INSTRUCTIONS TO FOLLOW
Go through the records below and show every line with the string "ahead".

INPUT
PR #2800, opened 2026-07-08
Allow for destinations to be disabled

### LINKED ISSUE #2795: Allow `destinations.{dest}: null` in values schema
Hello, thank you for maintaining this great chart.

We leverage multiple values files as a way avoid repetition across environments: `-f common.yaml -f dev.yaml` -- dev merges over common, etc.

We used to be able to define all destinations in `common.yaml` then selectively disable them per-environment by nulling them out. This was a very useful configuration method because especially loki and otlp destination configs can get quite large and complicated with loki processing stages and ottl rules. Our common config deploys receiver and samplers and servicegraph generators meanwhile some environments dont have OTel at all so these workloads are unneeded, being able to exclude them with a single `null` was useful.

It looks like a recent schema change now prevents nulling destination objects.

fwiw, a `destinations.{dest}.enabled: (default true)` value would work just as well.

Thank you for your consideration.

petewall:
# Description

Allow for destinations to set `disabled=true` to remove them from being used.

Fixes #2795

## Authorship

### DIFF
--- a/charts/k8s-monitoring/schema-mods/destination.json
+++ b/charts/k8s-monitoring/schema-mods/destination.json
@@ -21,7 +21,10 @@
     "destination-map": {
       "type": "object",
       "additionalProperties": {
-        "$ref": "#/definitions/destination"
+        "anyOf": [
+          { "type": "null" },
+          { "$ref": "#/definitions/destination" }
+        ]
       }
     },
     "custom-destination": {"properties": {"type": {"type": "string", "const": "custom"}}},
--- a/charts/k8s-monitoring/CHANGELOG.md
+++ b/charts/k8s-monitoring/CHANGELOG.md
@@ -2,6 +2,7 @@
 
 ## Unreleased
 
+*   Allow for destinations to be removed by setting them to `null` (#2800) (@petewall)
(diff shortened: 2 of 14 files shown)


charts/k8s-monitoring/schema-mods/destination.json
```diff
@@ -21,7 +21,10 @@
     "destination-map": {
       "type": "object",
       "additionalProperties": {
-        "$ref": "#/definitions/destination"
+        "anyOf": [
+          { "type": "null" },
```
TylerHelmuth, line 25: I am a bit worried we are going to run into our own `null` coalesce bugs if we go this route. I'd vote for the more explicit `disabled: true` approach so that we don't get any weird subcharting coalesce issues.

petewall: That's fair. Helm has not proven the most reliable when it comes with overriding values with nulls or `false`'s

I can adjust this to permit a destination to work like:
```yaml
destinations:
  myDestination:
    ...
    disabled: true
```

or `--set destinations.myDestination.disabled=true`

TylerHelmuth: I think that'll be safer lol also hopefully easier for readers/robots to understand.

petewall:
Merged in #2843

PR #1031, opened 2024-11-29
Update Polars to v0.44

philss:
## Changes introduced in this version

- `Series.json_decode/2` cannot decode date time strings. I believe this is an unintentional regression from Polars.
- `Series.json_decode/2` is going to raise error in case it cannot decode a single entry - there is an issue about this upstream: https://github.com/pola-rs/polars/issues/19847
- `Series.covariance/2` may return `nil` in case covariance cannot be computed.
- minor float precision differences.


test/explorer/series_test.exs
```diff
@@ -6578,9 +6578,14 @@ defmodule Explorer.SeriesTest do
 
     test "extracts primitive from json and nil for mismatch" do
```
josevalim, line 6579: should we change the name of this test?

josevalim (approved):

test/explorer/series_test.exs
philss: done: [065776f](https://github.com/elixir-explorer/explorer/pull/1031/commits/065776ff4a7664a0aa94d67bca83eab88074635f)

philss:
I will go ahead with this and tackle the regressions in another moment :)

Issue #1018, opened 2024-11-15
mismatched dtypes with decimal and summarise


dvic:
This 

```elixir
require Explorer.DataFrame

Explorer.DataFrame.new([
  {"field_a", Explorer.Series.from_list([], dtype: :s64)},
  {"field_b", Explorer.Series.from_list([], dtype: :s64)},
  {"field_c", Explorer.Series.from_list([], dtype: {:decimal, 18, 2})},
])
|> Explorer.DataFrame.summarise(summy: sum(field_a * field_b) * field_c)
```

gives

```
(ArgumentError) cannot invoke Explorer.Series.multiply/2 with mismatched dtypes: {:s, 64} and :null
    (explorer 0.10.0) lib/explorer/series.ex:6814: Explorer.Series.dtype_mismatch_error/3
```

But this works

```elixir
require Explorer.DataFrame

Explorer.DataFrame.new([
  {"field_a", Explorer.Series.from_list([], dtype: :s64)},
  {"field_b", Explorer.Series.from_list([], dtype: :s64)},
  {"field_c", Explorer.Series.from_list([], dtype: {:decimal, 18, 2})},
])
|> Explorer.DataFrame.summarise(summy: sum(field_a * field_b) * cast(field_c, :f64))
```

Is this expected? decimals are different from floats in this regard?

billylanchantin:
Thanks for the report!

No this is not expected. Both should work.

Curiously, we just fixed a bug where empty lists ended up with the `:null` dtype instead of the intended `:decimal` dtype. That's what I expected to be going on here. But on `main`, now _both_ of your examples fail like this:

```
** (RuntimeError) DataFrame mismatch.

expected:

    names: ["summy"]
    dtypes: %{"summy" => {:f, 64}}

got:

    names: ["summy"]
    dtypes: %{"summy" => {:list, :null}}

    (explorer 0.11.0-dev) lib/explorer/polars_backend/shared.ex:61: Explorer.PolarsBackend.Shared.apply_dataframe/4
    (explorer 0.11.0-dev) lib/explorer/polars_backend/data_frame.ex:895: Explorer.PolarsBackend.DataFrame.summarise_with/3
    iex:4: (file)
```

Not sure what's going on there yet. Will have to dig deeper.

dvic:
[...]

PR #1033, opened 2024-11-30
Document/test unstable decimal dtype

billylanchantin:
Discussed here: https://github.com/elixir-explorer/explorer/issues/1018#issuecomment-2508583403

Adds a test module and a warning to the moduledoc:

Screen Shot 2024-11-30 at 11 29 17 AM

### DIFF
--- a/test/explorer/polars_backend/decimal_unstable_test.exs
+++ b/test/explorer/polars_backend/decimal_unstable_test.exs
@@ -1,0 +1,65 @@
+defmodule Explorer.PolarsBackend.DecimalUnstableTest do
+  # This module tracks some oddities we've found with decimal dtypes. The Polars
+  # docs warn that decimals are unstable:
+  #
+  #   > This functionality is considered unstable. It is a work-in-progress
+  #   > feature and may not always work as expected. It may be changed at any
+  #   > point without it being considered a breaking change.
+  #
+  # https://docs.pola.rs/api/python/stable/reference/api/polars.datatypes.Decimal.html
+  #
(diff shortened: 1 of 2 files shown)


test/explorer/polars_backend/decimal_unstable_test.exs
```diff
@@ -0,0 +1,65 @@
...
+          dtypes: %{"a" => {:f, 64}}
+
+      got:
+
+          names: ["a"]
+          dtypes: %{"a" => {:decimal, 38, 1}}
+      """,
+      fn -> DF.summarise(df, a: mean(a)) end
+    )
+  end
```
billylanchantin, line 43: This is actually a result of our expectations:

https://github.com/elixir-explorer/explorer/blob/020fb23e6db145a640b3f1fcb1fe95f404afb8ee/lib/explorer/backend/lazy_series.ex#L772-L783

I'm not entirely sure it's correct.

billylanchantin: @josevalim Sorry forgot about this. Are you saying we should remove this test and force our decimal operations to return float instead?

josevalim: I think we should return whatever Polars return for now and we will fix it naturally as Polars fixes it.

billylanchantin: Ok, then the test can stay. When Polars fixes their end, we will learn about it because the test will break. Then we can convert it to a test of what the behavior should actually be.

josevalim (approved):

...

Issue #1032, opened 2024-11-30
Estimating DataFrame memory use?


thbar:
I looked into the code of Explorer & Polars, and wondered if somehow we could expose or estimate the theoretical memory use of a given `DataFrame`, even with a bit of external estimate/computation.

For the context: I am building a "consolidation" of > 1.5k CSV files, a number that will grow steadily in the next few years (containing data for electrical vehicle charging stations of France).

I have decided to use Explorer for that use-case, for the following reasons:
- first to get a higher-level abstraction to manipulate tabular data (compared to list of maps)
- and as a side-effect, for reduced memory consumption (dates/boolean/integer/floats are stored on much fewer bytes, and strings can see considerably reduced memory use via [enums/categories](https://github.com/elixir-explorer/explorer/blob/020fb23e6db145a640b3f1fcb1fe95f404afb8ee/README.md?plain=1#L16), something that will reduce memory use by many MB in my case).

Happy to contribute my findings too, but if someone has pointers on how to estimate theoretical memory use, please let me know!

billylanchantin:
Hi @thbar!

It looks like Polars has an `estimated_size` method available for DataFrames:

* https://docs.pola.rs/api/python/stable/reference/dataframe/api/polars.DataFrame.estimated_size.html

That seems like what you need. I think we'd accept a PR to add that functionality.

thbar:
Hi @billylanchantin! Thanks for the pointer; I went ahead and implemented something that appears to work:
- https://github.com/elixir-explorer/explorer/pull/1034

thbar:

TASK RESULT
I will go ahead with this and tackle the regressions in another moment :)
Hi @billylanchantin! Thanks for the pointer; I went ahead and implemented something that appears to work:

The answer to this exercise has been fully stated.